Stored data:
★ ★ ★ ★
PR #4698, opened 2023-02-05
Tsify java-tests.js

matsjla:
Kind of silly hack on the CompilerInfo but otherwise we have to add the remaining 50 fields..


jeremy-rifkin (approved):
Looks good to me

PR #4704, opened 2023-02-08
Tsify lib/handlers/api

jeremy-rifkin:


lib/common-utils.ts
```diff
@@ -32,3 +32,7 @@ export function isString(x: any): x is string {
 export function keys<K extends string | number | symbol>(o: Partial<Record<K, any>>): K[] {
     return Object.keys(o) as K[];
 }
+
+export function unique<V>(arr: V[]): V[] {
```
jeremy-rifkin, line 36: To help us move away from _.js

mattgodbolt: Nice!

lib/handlers/api.ts
```diff
@@ -202,7 +217,12 @@ export class ApiHandler {
             return;
         }
 
-        const maxLength = _.max(_.pluck(_.pluck(list, 'id').concat([title]), 'length'));
+        const maxLength = Math.max(
```
mattgodbolt, line 220: Aww no more `pluck`ing. Much better without it but the name always amused me.

lib/handlers/api.ts
```diff
@@ -157,26 +171,26 @@ export class ApiHandler {
             });
     }
 
-    handleLanguages(req, res) {
+    handleLanguages(req: express.Request, res: express.Response) {
         const availableLanguages = this.usedLangIds.map(val => {
             const lang = this.languages[val];
-            const newLangObj = Object.assign({}, lang);
+            const newLangObj: Language & {defaultCompiler?: string} = Object.assign({}, lang);
```
mattgodbolt, line 177: I'll take your word on this one. Should `defaultCompiler?` maybe go on `Language`? itself?

mattgodbolt (approved):
LGTM, couple super minor things only! ship itttt!

lib/handlers/api.ts
jeremy-rifkin: Ah good question.... It looks like this field is only populated when handing off to the frontend. Would it make sense to differentiate between a back-end `Language` and front-end `Language`? 
As I think through this more I think adding `defaultCompiler?` to Langauge for now should be ok, at least for now.

PR #4708, opened 2023-02-09
Tsify generate_site_template_screenshots.js

jeremy-rifkin:


mattgodbolt (commented):
seems ok - why the deleted TreeIDEMode files? any ideas

jeremy-rifkin:
Thanks for the review, presumably TreeIDEMode was renamed to C++ Cmake but the screenshots under the old name were never deleted.

PR #4717, opened 2023-02-10
Tsify cypress/

jeremy-rifkin:


jeremy-rifkin:
(cc @RubenRBS, figured I'd give converting this a try but if it's a terribly idea we can abort)

jeremy-rifkin:
Looks like the cypress run went ok

PR #4718, opened 2023-02-10
Tsify the rest of lib/tooling

jeremy-rifkin:


lib/tooling/microsoft-analysis-tool.ts
```diff
@@ -72,11 +76,17 @@ export class MicrosoftAnalysisTool extends BaseTool {
...
+        inputFilepath?: string,
+        args?: string[],
+        stdin?: string,
+        supportedLibraries?: Record<string, Library>,
+    ) {
         const sourcefile = inputFilepath;
         const options = compilationInfo.options;
-        const libOptions = super.getLibraryOptions(compilationInfo.libraries, supportedLibraries);
-        const includeflags = super.getIncludeArguments(compilationInfo.libraries, supportedLibraries);
+        const libOptions = super.getLibraryOptions(compilationInfo.libraries, unwrap(supportedLibraries));
```
jeremy-rifkin, line 88: It might be the case that in the js code if undefined was passed to `getLibraryOptions` that nothing would break, ultimately `_.find` is called on supportedLibraries down the chain. Not sure whether it's better to unwrap here, update the type of `super.getLibraryOptions`, or do something like `supportedLibraries ?? {}`

PR #4719, opened 2023-02-11
Tsify lib/clientstate.js

jeremy-rifkin:


lib/clientstate.ts
```diff
@@ -49,18 +49,20 @@ export class ClientStateCompilerOptions {
...
-    constructor(jsondata) {
-        this._internalid = undefined;
-
+    _internalid: any = undefined;
+    id = '';
+    options = '';
+    filters: ClientStateCompilerOptions;
+    libs: any[] = [];
+    specialoutputs: any[] = [];
+    tools: any[] = [];
```
jeremy-rifkin, line 58: If `jsondata` is provided `this.fromJsonData` will overwrite all these anyway so there should be no harm pulling initializations from the else branch up here

partouf (approved):

PR #4722, opened 2023-02-11
Converted cache-tests to typescript

joshheyse:
Added generic typing to lib/cache/from-config
nim-tests got added after a make lint (--fix)

### DIFF
--- a/test/cache-tests.ts
+++ b/test/cache-tests.ts
@@ -22,9 +22,11 @@
 // ARISING IN ANY WAY OUT OF THE USE OF THIS SOFTWARE, EVEN IF ADVISED OF THE
 // POSSIBILITY OF SUCH DAMAGE.
 
+import {AWSError} from 'aws-sdk/lib/core';
 import AWS from 'aws-sdk-mock';
 import temp from 'temp';
 
+import {BaseCache} from '../lib/cache/base';
 import {createCacheFromConfig} from '../lib/cache/from-config';
 import {InMemoryCache} from '../lib/cache/in-memory';
 import {MultiCache} from '../lib/cache/multi';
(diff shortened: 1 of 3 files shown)


partouf (approved):

test/cache-tests.ts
★ ★ ★ ★
● Task item:
Copy each line of the entries in which the string "good" is found.

● Output for this task:
Looks good to me
jeremy-rifkin: Ah good question.... It looks like this field is only populated when handing off to the frontend. Would it make sense to differentiate between a back-end `Language` and front-end `Language`? 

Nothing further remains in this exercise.